Time and place: 14:00 on Zoom. Register online!
Speaker: Aliaksandra Shysheya, University of Cambridge
Title: On Conditional Diffusion Models for PDE Simulations
Abstract: Modeling partial differential equations (PDEs) is of crucial importance in science and engineering. Some of the most common tasks include 1) forecasting, where the aim is to predict future states based on an initial one, as well as 2) inverse problems, such as data assimilation (DA), with the goal of reconstructing an aspect of the PDE (i.e. coefficient, initial condition, full trajectory, etc.) given some partial observations of the solution to the PDE. However, most previous numerical and machine learning approaches that target forecasting cannot be applied out-of-the-box for data assimilation. Recently, diffusion models have emerged as a powerful tool for conditional generation, being able to flexibly incorporate observations without retraining. In this talk, I will discuss our recent work in this domain, where we perform a comparative study of score-based diffusion models for forecasting and assimilation of sparse observations.

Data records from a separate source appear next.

PR #2307, opened 2025-08-02
Remove micronaut-inject dependency from some modules

### LINKED ISSUE #2297: micronaut-openapi-annotations depends on micronaut-core-bom
We upgraded to 6.16 to work around an issue and discovered that this force-upgraded us to core 4.8 (we are on 4.6).

Please remove this dependency!

altro3:
Fixed gradle scripts for correct testing.
Fixed documentation for using with SpringBoot

Fixed #2297

### DIFF
--- a/openapi-annotations/build.gradle
+++ b/openapi-annotations/build.gradle
@@ -1,7 +1,14 @@
 plugins {
-    id 'io.micronaut.build.internal.openapi-module'
+    id 'io.micronaut.build.internal.openapi-simple-module'
 }
 
 dependencies {
     api(libs.managed.swagger.annotations)
+}
+
+configurations.configureEach {
+
+    exclude group: "io.micronaut", module: "micronaut-inject-java"
+    exclude group: "io.micronaut", module: "micronaut-inject"
+    exclude group: "io.micronaut", module: "micronaut-core-bom"
 }
--- a/build-logic/src/main/groovy/io.micronaut.build.internal.openapi-base.gradle
+++ b/build-logic/src/main/groovy/io.micronaut.build.internal.openapi-base.gradle
@@ -3,6 +3,7 @@ repositories {
 }
 
 tasks.withType(Test).configureEach {
+    useJUnitPlatform()
     testLogging {
         exceptionFormat = 'full'
     }
--- a/build-logic/src/main/groovy/io.micronaut.build.internal.openapi-java-generator-test-suite.gradle
+++ b/build-logic/src/main/groovy/io.micronaut.build.internal.openapi-java-generator-test-suite.gradle
@@ -56,3 +56,10 @@ dependencies {
         implementation("io.micronaut:micronaut-http-client:${libs.versions.micronaut.asProvider().get()}")
     }
 }
+
+tasks.withType(Test).configureEach {
+    useJUnitPlatform()
+    testLogging {
+        exceptionFormat = 'full'
+    }
+}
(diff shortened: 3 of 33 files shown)


altro3:
@graemerocher @sdelamo @dstepanov @yawkat So, this is the only quick and working solution I could come up with.

So, in general, everything is simple - we remove dependencies on micronaut-inject in those modules where we don't need it.

But I had to add a "cheat" - I had to duplicate the annotations `io.micronaut.context.annotation.Aliases` and `io.micronaut.context.annotation.AliasFor` to remove the dependency on `micronaut-inject` in `micronaut-openapi-annotations`

I think this is the only right decision in these circumstances.

graemerocher:
we can't duplicate classes like this. It is a hack that will come back to bite later.

altro3:
How do you suggest to solve this problem?

graemerocher:
The underlying issue report imo is not valid. It is unlikely that this module will work with an earlier version. The user should upgrade.

altro3:
maybe, just remove these annotations and fix processing of annotations which used `@AliasFor`?

altro3:
If I remove the use of this annotation, it will solve all the problems. I suggest doing so.

altro3:
@graemerocher In general, I think it is more correct to apply these changes - after them, each model will depend only on those libraries that it really needs. I don't see any problems with this solution.

Yes, this will not solve the problem with what was described in the ticket 100%, but my goal was to finally remove all transitive dependencies that are not actually required in some modules.

What you wrote about the problem in the ticket: I completely agree that this can lead to incorrect operation of the application, but as I wrote above, the goal of this PR is to correct the dependencies.

Yes, with Spring Boot. unfortunately, we will not be able to solve the problem, because for this we need to separate the inject module into a module with annotations and a module with logic. But this is not so critical.

In general, I think that this PR will finally put the module dependencies in order and they will be transparent, and most importantly, there will be nothing unnecessary in the modules

dstepanov:
Just put it as a compile only.

openapi-annotations/build.gradle
```diff
@@ -1,7 +1,14 @@
...
+    id 'io.micronaut.build.internal.openapi-simple-module'
 }
 
 dependencies {
     api(libs.managed.swagger.annotations)
 }
+
+configurations.configureEach {
+
+    exclude group: "io.micronaut", module: "micronaut-inject-java"
```
dstepanov, line 11: FYI I belive this syntax is deprecated in Gradle

altro3: really? hm... what is correct syntax? I didn't find any information about it

altro3: I mean, I haven't seen any messages about this syntax being deprecated. Also, I haven't seen any information about it on the internet. And the official docs say that dependency exploitation should be done like this

dstepanov: Not sure where I saw it, I think the prefered syntax is the full string one: "io.micronaut:micronaut-inject-java"

altro3: @dstepanov I didn't find any information about deprecation of this syntax. Also I didn't find how to do it another way.

Also I moved all scripts to kotlin DSL here: https://github.com/micronaut-projects/micronaut-openapi/pull/2321

And with Kotlin DSL I found only this syntax.

graemerocher (approved):

PR #2310, opened 2025-08-04
[openapi] Update common files for branch 6.18.x

micronaut-build:
Update common files


altro3:
@graemerocher @dstepanov Why you updated gradle to 9.0 ?

The problem is that officially micronaut supports working with kotlin 1.9.25. Accordingly, it supports working with kapt version 1.9.25.

But here's the problem: kapt 1.9.25 uses deprecated gradle api and is incompatible with gradle 9.0.

I suggest rolling back the gradle version to 8.14.3

dstepanov:
It was merged automatically

altro3:
need to revert it... we can't use gradle 9.0 with micronaut 4.x

altro3:
@graemerocher also this, pls. Same problem

altro3 (approved):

In particular, we focus on diffusion models that are either presented with the conditional information during training, or conditioned after unconditional training. We address the shortcomings of previous work and develop methods that are able to successfully tackle the combination of forecasting and data assimilation, a task commonly encountered in real-world scenarios such as weather modeling.
Bio: Sasha is a 3rd year PhD student at the Computational and Biological Learning lab of the University of Cambridge, UK, supervised by Prof Richard E Turner. Her main research interests are in generative modeling and data-efficient machine learning.